# Moths in purina one food!



## teeneythebetta (Apr 29, 2012)

Well I have done lots of pet food research over the past few Years. I used to feed my cats PURINA cat chow, then upgraded to PURINA one. Even though PURINA one still is a bad food, it was a temporary upgrade. I decided I'd buy blue buffalo right after finishing this bag. 

So the other day I saw a moth in it and I was like WTF that's weird. And I've noticed a bunch of cacoons AND I EVEN FOUND A WORM :shock: They had to be in there before I bought it because I roll the bag up and clip it, and put the bag in an air tight pet storage container.
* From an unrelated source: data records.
Issue #1422, opened 2026-08-12
Build a config-enforcement test class: every flag must demonstrably do something


jackzampolin:
Sub-issue of #1393.

## The gap that parity testing is structurally blind to

Three filed defects share one shape: **an option a user can set that silently does nothing.**

- **#1296** — `--max-schema-size` / `--max-backup-size` accepted, never enforced
- **#1413** — `--no-signing` parsed and stored, never consulted; commits are always signed
- **#1414** — `--valuelogfilesize` parsed and stored, never passed to any backend

No amount of go-compat testing catches this class in general, because Go is not the oracle. The oracle is *"does setting this change observable behavior?"* — a question about the option's relationship to itself, not to Go.

That makes this a test class the suite does not currently have, and worth building deliberately rather than case by case.

## Two layers

**1. Dual-binary, for options Go also has.** `--no-signing` and `--valuelogfilesize` both exist in Go (`cli/start.go:293-295, 347-348`). For these the dual-binary suite works directly: start both with the flag set, assert both change behavior the same way. `--no-signing` is cleanly observable — query `_commits` and check for signature presence.

**2. Single-binary enforcement assertions, for the rest.** For options Go lacks (`--max-schema-size`, `--max-backup-size`), assert the flag has an effect at all: set it to a value that must change behavior, and assert the behavior changes. Set `--max-schema-size` below a schema's size and assert rejection.

## Preventing recurrence

The generalisable step, and the reason this is worth doing properly: **enumerate every CLI flag and config key, and require each to have either an enforcement test or an explicit annotation saying why it needs none.** Three instances of one bug shape found without anyone looking systematically suggests there are more; a checklist converts an open-ended hunt into a finite one.

`crates/cli/src/commands/start/mod.rs` and the config structs in `crates/defra-node/` and `crates/embedded/` are the surfaces to enumerate.

## Where

Dual-binary cases in `tools/integration-test/tests/basic/` (`go_*`-named); enforcement cases wherever they fit, since they do not need Go.

PR #1482, opened 2026-08-14
Map `--valuelogfilesize` onto the lark and rocksdb target file size

### LINKED ISSUE #1414: --valuelogfilesize is parsed and stored on DatastoreConfig but never passed to any storage backend
Found by a systematic Go-parity audit of `unenforced-cli`. Triage procedure: #1391.

## Divergence

Go wires the flag straight into the Badger datastore options (ValueLogFileSize), which controls value-log segment sizing/rotation and therefore write amplification and disk layout. Rust exposes the identical flag name and help text, stores it on DatastoreConfig, but no storage backend (lark, redb, fjall, rocksdb) or any other consumer in the workspace ever reads DatastoreConfig.valuelogfilesize.

## Consequence

A user tuning `--valuelogfilesize` to control datastore segment sizing (e.g. for disk-constrained or high-throughput deployments) gets no effect whatsoever in Rust; the flag is accepted and silently ignored.

## References

- **Rust:** crates/cli/src/commands/start/mod.rs:51-53 (clap arg 'Specify the datastore value log file size (in bytes)'), 427-428 (config.datastore.valuelogfilesize = size); crates/cli/src/config/sections.rs:208,243 (DatastoreConfig.valuelogfilesize field/default, never read by any consumer)
- **Go v1.0.0 (`3de01484`):** cli/start.go:293-295 (--valuelogfilesize flag, help text 'Specify the datastore value log file size (in bytes)...'), cli/start.go:97 (SetBadgerFileSize(int64(cfg.GetInt("datastore.badger.valuelogfilesize")))); node/store_badger.go:34 (badgerOpts.ValueLogFileSize = opts.BadgerFileSize) — the value directly configures the Badger datastore's on-disk value-log segment size.

## Verification done

Grepped crates/storage/src/backends/{lark,redb,fjall,rocksdb}/*.rs and crates/defra-node for value_log_file_size / ValueLogFileSize / value_log -- zero hits anywhere outside the CLI parsing/test files.

edjroz:
Closes #1414

## Problem

`--valuelogfilesize` was parsed into `config.datastore.valuelogfilesize` and never passed to any
storage backend, so tuning it had no effect whatsoever.

## What changed

- Map onto `target_file_size` (lark) and `target_file_size_base` (rocksdb); fjall, redb and memory no-op with a startup warning
- Apply only when explicitly set: the config field becomes `Option<u64>` and is marked `serde(skip)`
- Split env acquisition from the override (`lark_options_from` / `rocksdb_options_from`) so precedence is structural rather than a comment
- Precedence is CLI flag > `LARK_TARGET_FILE_MB` / `ROCKS_TARGET_FILE_MB` > backend default
- Add a `target_file_size` getter to the lark options wrapper, which rocksdb already had

## Verified

- Removing the apply in `lark_options_from` fails the wiring test with `left: 67108864, right: 4194304`
- Tests cover an explicitly set value reaching the backend, an unset flag leaving the resolved default alone, a legacy config file not resurrecting 1 GiB, and the flag beating the env var
- Warning observed on a live node: `--valuelogfilesize=1048576 has no effect on the Redb backend and is being ignored`
- Standard gates clean, plus `cargo test -p storage`

## Notes

**🔑 Why `serde(skip)` is load-bearing — do not simplify this away.** The old default was 1 GiB,
mirroring Go, but that is *Badger's* own default so passing it through is a no-op there. lark and
rocksdb default to 64 MiB, so applying it moves every operator who never set the flag by 16x. That is
a compaction-granularity change, not a disk-space one: `target_file_size` is the threshold at which a
compaction output file is cut (`lark` `src/engine/compaction.rs:1486-1488`), and at 1 GiB a single
output file would exceed the entire 256 MiB level-1 budget (`:586-588`). Keeping the backend's own
default is therefore a deliberate divergence from Go — a value log and an SST compaction target are
different mechanisms, and a shared default is meaningless across them.

Dropping the default is not enough on its own. `create_if_missing` serializes the whole default config
to `$rootdir/config.yaml` on every start, so every node ever started already has
`valuelogfilesize: 1073741824` written to disk; deserializing that back would deliver the 16x change
to every upgraded deployment while fresh installs got 64 MiB. `serde(skip)` closes it by making the
key neither read nor written, so `Some(_)` means the operator passed the flag and nothing else.

- No bounds validation: Go's Badger rejects outside `[1 MiB, 2 GiB)`; we accept `--valuelogfilesize 0`.
- Operator footgun: the flag is in bytes, so `--valuelogfilesize 64` is 64 bytes, not 64 MiB.
- That `Node::start` calls the option builders is unpinned — needs a node-level on-disk test, tracked under #1422.


iverc (approved):
LGTM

Has anyone else had this problem? I googled and seen others had this with their purina ONE cat and dog food. I ran to petco and picked up the blue buffalo today because I am not feeding my cats moths, cacoons and worms!


----------



## xShainax (Feb 11, 2012)

*Gags*


----------



## LebronTheBetta (Apr 23, 2012)

Well, it's about Bird Food, but it's relevant. You see, when you buy a Bird Mix you know with seeds and stuff, you have to put it in the Freezer overnight. There are these things called Seed Moths in the Mix and the Freezer kills them all.


----------



## Pearl2011 (May 21, 2012)

Did you e-mail Purina? I love moths (and bugs in general), but in your cats food, not so much.
We feed our cat Whiskas. So far, so good


----------



## thekinetic (May 22, 2012)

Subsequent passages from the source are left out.